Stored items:

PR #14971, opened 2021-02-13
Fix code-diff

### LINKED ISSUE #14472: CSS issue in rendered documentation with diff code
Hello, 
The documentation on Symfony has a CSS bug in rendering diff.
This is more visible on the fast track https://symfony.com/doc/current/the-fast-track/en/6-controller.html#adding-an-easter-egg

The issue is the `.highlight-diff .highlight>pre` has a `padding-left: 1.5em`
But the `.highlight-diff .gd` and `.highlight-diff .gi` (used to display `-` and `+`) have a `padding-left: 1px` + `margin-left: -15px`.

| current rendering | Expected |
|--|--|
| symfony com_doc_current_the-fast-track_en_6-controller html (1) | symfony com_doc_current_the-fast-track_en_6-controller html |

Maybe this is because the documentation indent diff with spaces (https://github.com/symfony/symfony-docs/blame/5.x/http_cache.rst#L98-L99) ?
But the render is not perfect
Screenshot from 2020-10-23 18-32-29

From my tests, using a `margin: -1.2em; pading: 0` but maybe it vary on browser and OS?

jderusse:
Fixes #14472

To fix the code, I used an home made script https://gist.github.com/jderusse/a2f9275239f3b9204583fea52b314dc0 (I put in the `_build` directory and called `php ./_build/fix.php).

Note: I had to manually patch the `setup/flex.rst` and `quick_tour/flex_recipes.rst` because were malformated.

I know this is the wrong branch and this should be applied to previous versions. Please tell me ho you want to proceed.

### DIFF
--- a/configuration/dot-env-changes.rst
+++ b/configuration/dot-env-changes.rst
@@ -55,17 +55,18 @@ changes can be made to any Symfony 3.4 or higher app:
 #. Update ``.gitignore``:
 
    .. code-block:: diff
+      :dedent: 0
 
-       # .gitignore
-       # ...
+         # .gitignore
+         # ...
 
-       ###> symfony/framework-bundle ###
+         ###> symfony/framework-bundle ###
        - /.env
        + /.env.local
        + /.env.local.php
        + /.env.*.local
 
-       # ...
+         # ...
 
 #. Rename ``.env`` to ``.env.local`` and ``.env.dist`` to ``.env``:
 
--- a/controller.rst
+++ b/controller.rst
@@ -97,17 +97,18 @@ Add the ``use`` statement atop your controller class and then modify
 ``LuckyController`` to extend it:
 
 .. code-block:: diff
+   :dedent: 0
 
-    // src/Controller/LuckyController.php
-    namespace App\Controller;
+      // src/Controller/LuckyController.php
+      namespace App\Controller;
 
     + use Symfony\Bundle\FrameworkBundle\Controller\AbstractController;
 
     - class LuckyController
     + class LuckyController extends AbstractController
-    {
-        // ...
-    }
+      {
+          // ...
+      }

--

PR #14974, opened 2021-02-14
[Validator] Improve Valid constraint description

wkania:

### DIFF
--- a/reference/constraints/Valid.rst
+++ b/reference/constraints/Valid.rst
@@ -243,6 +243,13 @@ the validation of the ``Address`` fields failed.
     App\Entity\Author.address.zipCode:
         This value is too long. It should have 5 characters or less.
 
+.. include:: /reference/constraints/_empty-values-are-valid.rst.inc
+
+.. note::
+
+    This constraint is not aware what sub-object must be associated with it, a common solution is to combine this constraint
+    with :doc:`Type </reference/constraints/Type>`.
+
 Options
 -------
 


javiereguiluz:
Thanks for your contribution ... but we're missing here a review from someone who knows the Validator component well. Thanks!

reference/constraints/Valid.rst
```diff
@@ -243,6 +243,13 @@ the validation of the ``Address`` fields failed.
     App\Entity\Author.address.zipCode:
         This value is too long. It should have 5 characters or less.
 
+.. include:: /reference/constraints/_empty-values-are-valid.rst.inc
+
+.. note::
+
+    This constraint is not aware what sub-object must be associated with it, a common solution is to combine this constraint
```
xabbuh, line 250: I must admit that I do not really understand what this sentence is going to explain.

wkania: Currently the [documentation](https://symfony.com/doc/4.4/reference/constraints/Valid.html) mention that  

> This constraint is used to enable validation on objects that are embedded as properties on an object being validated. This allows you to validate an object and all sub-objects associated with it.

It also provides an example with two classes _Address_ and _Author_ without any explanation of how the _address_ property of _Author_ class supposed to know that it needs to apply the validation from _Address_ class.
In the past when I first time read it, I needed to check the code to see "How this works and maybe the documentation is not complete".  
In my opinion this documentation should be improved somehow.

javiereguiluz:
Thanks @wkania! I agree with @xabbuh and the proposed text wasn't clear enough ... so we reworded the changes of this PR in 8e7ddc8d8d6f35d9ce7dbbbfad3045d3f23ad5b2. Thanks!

The problem. From the records above, give again exactly the lines running from the line with "From my tests, using" to the line with "To fix the code, I", inclusive.

Your solution.
From my tests, using a `margin: -1.2em; pading: 0` but maybe it vary on browser and OS?

jderusse:
Fixes #14472

To fix the code, I used an home made script https://gist.github.com/jderusse/a2f9275239f3b9204583fea52b314dc0 (I put in the `_build` directory and called `php ./_build/fix.php).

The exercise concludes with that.